BORGSTRÖM; SHOSTAKOVICH Violin Concertos

Author: 
David Gutman
BIS2366. BORGSTRÖM; SHOSTAKOVICH Violin ConcertosBORGSTRÖM; SHOSTAKOVICH Violin Concertos

BORGSTRÖM; SHOSTAKOVICH Violin Concertos

  • Concerto for Violin and Orchestra
  • Concerto for Violin and Orchestra No. 1

It was only a matter of time before Eldbjørg Hemsing, a big star in her native Norway, followed her sister Ragnhild into the commercial recording studio. Less prone to genre crossing but just as marketable, she produces a tensile, vibrant tone from her Guadagnini instrument, ideally suited to big-hearted Romantic fare. Shostakovich makes different demands and when the orchestra is Austrian, the conductor Estonian and the label Swedish we can perhaps scarcely expect the last word in timbral authenticity. Hemsing’s rendition still trumps that of Leticia Moreno, who makes a less technically secure appeal to her Spanish fanbase despite enjoying the support of Yuri Temirkanov and the St Petersburg Philharmonic Orchestra. If the Viennese can sound less than ideally involved, BIS’s bright focus on the solo violin may be partly to blame. Vibrato-heavy in her overlit opening Nocturne and similarly impassioned in the great Passacaglia movement, Hemsing is nonetheless more conventional in terms of tempo and text than Frank Peter Zimmermann on the same label. After a cadenza that generates considerable heat she is content to let the orchestra introduce the finale on its own. The blistering denouement may or may not compensate for the dearth of introspection.

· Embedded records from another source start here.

PR #145, opened 2020-11-06
Added support for tpm2-tss 3

Superhepper:
- Made custom build step provide the major version of the tpm2-tss lib
  as suggested by @puiterwijk [here](https://github.com/parallaxsecond/rust-tss-esapi/pull/145#issuecomment-725917955)
- Changed some Context methods to convert the Hierarchy to either
  a TpmHandle or ObjectHandle depending on the tpm2-tss major version.
- Added the permamnent handles that can be found in the specification to PermenentTpmHandle.
- Added more constant handles to ObjectHandle.
- Made it possible to convert Hierarchy, HierarchyAuth and Enables to and from ObjectHandle and Tpmhandle.

### DIFF
--- a/src/handles/handle.rs
+++ b/src/handles/handle.rs
@@ -1,9 +1,14 @@
 // Copyright 2020 Contributors to the Parsec project.
 // SPDX-License-Identifier: Apache-2.0
 
-///
+//! ESYS handle types
+//!
+//! The ESAPI specification has only one handle type
+//! ESYS_TR. That type is wrapped by ObjectHandle but there
+//! are also specific handle types that indicates what created
+//! them or how they are intended to be used.
+
 /// Macro for generating a basic handle implementation
-///
 macro_rules! impl_basic_handle {
     (
         $(#[$outer:meta])*
@@ -40,10 +45,8 @@ macro_rules! impl_basic_handle {
     };
 }
 
-///
 /// Macro for making a esys constant available
 /// for a handle type.
-///
 macro_rules! add_constant_handle {
     ($handle_type:ident, $constant_handle_name:ident, $constant_handle_value:ident) => {
         impl $handle_type {
@@ -55,33 +58,34 @@ macro_rules! add_constant_handle {
     };
 }
 
-///
-/// Object handle module
-///
+/// Module for the ObjectHandle
 pub mod object {
     use crate::tss2_esys::{
         ESYS_TR_NONE, ESYS_TR_PASSWORD, ESYS_TR_RH_ENDORSEMENT, ESYS_TR_RH_LOCKOUT,
         ESYS_TR_RH_NULL, ESYS_TR_RH_OWNER, ESYS_TR_RH_PLATFORM, ESYS_TR_RH_PLATFORM_NV,
     };
+
     impl_basic_handle!(
-        /// General handle type.
+        /// The ObjectHandle is the general handle type
+        /// and it wraps the ESYS_TR.
+        ///
+        /// All the other more specific handle types can be
+        /// converted into an ObjectHandle.
         ObjectHandle
     );
 
-    add_constant_handle!(ObjectHandle, PasswordHandle, ESYS_TR_PASSWORD);
-    add_constant_handle!(ObjectHandle, NoneHandle, ESYS_TR_NONE);
-    add_constant_handle!(ObjectHandle, OwnerHandle, ESYS_TR_RH_OWNER);
-    add_constant_handle!(ObjectHandle, LockoutHandle, ESYS_TR_RH_LOCKOUT);
-    add_constant_handle!(ObjectHandle, EndorsementHandle, ESYS_TR_RH_ENDORSEMENT);
-    add_constant_handle!(ObjectHandle, PlatformHandle, ESYS_TR_RH_PLATFORM);
-    add_constant_handle!(ObjectHandle, PlatformNvHandle, ESYS_TR_RH_PLATFORM_NV);
-    add_constant_handle!(ObjectHandle, NullHandle, ESYS_TR_RH_NULL);
+    add_constant_handle!(ObjectHandle, Password, ESYS_TR_PASSWORD);
+    add_constant_handle!(ObjectHandle, None, ESYS_TR_NONE);
+    add_constant_handle!(ObjectHandle, Owner, ESYS_TR_RH_OWNER);
+    add_constant_handle!(ObjectHandle, Lockout, ESYS_TR_RH_LOCKOUT);
+    add_constant_handle!(ObjectHandle, Endorsement, ESYS_TR_RH_ENDORSEMENT);
+    add_constant_handle!(ObjectHandle, Platform, ESYS_TR_RH_PLATFORM);
+    add_constant_handle!(ObjectHandle, PlatformNv, ESYS_TR_RH_PLATFORM_NV);
+    add_constant_handle!(ObjectHandle, Null, ESYS_TR_RH_NULL);
 }
 
-///
 /// Macro for creating ESYS_TR conversion for
 /// constant handle types
-///
 macro_rules! impl_basic_multiple_constant_values_handle {
     ($constant_handle_type:ident) => {
         impl From<$constant_handle_type> for ESYS_TR {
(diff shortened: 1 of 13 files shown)


Superhepper:
@ionut-arm @puiterwijk 

If Fedora is running version > 2.0 of tpm2-tss then maybe something like this would work?

ionut-arm:
I wonder if we could somehow use `pkg_config` or something like that to determine at runtime what library we're interacting with.

hug-dev:
Or still at buildtime but without needing an extra feature, you can emit a config flag from the build script that you use in the code depending on which version you detect with `pkg-config`.

ionut-arm:
> Or still at buildtime but without needing an extra feature, you can emit a config flag from the build script that you use in the code depending on which version you detect with `pkg-config`.

Doesn't that imply that you're always compiling just before using?

hug-dev:
Yes true then it would not work if you compile this crate for a machine with an old version and try it on a newer version one. I am not sure if this is common.

ionut-arm:
I'm trying to be conscious about this crate being used for a different application that is compiled, packaged and distributed in some centralised manner, so you end up running on systems where you weren't even compiled. Plus, the build script is only run when something in the code changed, I believe, so the env var gets set only the first time

Superhepper:
Well as code looks now the check is done at run-time. It should not be that difficult to get the values from pkg-config. Will have a look at it when I get the time.

ionut-arm:
> 
> 
> Well as code looks now the check is done at run-time. It should not be that difficult to get the values from pkg-config. Will have a look at it when I get the time.

Not sure if the check is done at runtime or not (the compiler might strip away the code from the "other" branch), but whether the feature is enabled or not is decided at compile time.

Superhepper:
> 
> 
> > Well as code looks now the check is done at run-time. It should not be that difficult to get the values from pkg-config. Will have a look at it when I get the time.
> 
> Not sure if the check is done at runtime or not (the compiler might strip away the code from the "other" branch), but whether the feature is enabled or not is decided at compile time.

Hmm, I only though it did that if you put the cfg check on like module or function level. If you but the cfg check in an if statement I just thought it converted it to a runtime check. I wonder where I got that idea from...

ionut-arm (approved):

puiterwijk:
I would personally prefer to just get this automatically detected based on the pkg-config version information instead.
That way we don't need to document this, and it should work automatically for everyone without having incorrect behaviour by forgetting to set the feature on build-time.

As I already said on Slack, I think that people that build it against v2 and then run it against v3 should not happen, and people should be recompiling it against the new version of the library.

puiterwijk:
@Superhepper Maybe something like https://github.com/puiterwijk/rust-tss-esapi/commit/af15343ba13e6b56c879faa5c41c97277cf8b296 ?
I just took your `context.rs` changes, but with an automatically detected TSS version.

Superhepper:
> @Superhepper Maybe something like [puiterwijk@af15343](https://github.com/puiterwijk/rust-tss-esapi/commit/af15343ba13e6b56c879faa5c41c97277cf8b296) ?
> I just took your `context.rs` changes, but with an automatically detected TSS version.

That looks really nice actually! 

The only thing that I would like to change is to remove esys_rh and make that a ```From``` conversion for it. And then use ```.into()``` in all places except where the ```tpm2_tss_2``` flag indicates that we need to use ```.rh()```.

puiterwijk:
> That looks really nice actually!
> 
> The only thing that I would like to change is to remove esys_rh and make that a `From` conversion for it. And then use `.into()` in all places except where the `tpm2_tss_2` flag indicates that we need to use `.rh()`.

Yep, fair enough. I just meant to show it as a suggestion for the automatic feature detection, I just took the rest of the code from your PR :).
Please feel free to take the auto-detection and build on it!

Superhepper:
> > That looks really nice actually!
> > The only thing that I would like to change is to remove esys_rh and make that a `From` conversion for it. And then use `.into()` in all places except where the `tpm2_tss_2` flag indicates that we need to use `.rh()`.
> 
> Yep, fair enough. I just meant to show it as a suggestion for the automatic feature detection, I just took the rest of the code from your PR :).
> Please feel free to take the auto-detection and build on it!

I will absolutely do that! Thanks a lot for testing this.

Superhepper:
So now the version is picked up from PKG-CONFIG and used in order to determine if the Hierarchy should be converted into a TpmHandle or EsysHandle.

The unexpected coupling, considerably more than a makeweight and actually placed first on the disc, exerts a rather different appeal. I should mention that it dates from 1914 and has been recorded once before by an all-Scandinavian team offering more by the same composer. There are initial hints of something more harmonically adventurous (Sibelius or Strauss) but Hjalmar Borgström (1864-1925), a critic by trade, was disinclined to experiment when it came to his own music. A recorded sound that limits the kind of visceral orchestral attack needed in the Shostakovich bathes Borgström’s ultra-conservative Scandi-Bruch in an appropriate glow. It’s not music you remember much once it stops: there’s no disguising the fact that Grieg was a more potent melodist. However, with advocacy as ardent as this, the overall impression is very positive. The soloist says the concerto reminds her of home. It will strike most listeners as unwaveringly German.